Stored items

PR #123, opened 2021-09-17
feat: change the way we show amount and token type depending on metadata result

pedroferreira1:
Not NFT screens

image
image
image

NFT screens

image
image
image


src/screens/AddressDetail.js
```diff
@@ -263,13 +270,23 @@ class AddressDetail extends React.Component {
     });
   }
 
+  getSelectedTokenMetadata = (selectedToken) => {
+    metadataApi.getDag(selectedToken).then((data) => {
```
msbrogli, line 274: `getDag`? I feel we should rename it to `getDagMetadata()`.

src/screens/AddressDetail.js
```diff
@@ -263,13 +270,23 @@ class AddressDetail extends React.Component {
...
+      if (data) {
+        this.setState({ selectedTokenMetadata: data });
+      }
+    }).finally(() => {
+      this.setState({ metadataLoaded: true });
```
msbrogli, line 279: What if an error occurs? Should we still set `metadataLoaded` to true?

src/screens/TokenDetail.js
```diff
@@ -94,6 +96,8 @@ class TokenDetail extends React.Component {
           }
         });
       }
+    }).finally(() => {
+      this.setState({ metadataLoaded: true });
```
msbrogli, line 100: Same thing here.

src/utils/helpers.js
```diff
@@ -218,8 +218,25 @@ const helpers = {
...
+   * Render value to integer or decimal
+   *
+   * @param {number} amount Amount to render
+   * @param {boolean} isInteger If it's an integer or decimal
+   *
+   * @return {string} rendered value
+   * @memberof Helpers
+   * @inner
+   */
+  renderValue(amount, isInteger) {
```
==
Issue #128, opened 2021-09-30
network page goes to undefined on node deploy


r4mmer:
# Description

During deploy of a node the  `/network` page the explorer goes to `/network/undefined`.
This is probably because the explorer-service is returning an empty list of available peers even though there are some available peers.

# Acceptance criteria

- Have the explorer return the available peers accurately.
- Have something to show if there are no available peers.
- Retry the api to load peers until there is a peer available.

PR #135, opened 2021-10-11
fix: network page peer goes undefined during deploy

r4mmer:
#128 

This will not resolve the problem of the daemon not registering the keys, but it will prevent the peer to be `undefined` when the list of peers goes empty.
--
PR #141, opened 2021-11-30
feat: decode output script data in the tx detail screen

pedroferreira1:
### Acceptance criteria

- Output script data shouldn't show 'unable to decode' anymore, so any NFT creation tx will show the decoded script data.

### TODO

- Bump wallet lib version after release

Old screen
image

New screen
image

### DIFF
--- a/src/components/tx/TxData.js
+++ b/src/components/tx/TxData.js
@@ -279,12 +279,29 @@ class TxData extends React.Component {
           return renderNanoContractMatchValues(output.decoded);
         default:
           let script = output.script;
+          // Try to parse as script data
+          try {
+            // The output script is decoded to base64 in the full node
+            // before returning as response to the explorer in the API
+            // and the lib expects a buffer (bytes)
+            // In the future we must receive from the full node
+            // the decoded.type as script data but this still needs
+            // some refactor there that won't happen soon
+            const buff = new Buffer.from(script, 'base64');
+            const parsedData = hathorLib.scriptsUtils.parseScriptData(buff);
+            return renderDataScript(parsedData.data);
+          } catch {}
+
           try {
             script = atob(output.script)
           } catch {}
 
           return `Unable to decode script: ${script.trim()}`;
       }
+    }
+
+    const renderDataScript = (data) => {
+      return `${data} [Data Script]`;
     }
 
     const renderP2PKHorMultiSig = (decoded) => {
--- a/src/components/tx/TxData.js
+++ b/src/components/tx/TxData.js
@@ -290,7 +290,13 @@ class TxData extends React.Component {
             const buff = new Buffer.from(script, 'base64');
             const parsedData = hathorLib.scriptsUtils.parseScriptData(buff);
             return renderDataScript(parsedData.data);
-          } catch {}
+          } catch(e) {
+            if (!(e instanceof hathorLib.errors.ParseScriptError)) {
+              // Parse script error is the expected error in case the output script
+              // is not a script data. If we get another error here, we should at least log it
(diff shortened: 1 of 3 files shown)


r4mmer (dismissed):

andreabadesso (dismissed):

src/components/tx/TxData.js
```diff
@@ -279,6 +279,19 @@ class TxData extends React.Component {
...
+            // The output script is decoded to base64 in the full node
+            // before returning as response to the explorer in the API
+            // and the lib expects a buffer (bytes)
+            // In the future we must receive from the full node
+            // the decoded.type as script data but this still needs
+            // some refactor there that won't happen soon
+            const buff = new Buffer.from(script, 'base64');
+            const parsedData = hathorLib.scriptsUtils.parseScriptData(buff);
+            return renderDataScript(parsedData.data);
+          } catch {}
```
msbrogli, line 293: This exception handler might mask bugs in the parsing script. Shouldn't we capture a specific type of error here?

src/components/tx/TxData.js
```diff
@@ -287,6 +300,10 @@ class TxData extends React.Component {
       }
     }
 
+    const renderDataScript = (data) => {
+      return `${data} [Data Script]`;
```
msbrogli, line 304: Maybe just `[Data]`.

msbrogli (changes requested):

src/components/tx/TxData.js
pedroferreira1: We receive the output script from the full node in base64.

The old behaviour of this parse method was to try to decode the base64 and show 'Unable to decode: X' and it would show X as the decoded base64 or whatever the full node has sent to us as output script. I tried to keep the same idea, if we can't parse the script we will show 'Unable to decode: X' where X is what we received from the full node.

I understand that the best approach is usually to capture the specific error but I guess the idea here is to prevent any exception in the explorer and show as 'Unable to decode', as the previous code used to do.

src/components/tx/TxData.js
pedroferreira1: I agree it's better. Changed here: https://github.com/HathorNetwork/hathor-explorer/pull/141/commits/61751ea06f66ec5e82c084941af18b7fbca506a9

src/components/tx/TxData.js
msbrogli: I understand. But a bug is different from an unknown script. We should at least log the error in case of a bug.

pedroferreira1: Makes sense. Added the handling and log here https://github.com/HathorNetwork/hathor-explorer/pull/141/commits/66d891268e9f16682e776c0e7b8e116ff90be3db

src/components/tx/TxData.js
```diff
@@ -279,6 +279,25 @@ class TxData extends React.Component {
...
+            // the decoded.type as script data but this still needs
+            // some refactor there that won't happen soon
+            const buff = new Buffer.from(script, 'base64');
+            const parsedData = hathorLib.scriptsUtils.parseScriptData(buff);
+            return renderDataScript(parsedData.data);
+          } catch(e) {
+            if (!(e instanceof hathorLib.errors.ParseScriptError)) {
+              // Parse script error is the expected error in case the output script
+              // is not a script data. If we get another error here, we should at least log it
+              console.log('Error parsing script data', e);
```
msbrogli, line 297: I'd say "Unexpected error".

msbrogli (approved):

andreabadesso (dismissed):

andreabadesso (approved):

YOUR OBJECTIVE: Say how many lines of the data hold the string "parsing". Reply with the number alone.

OUTPUT OF THE EXERCISE: 2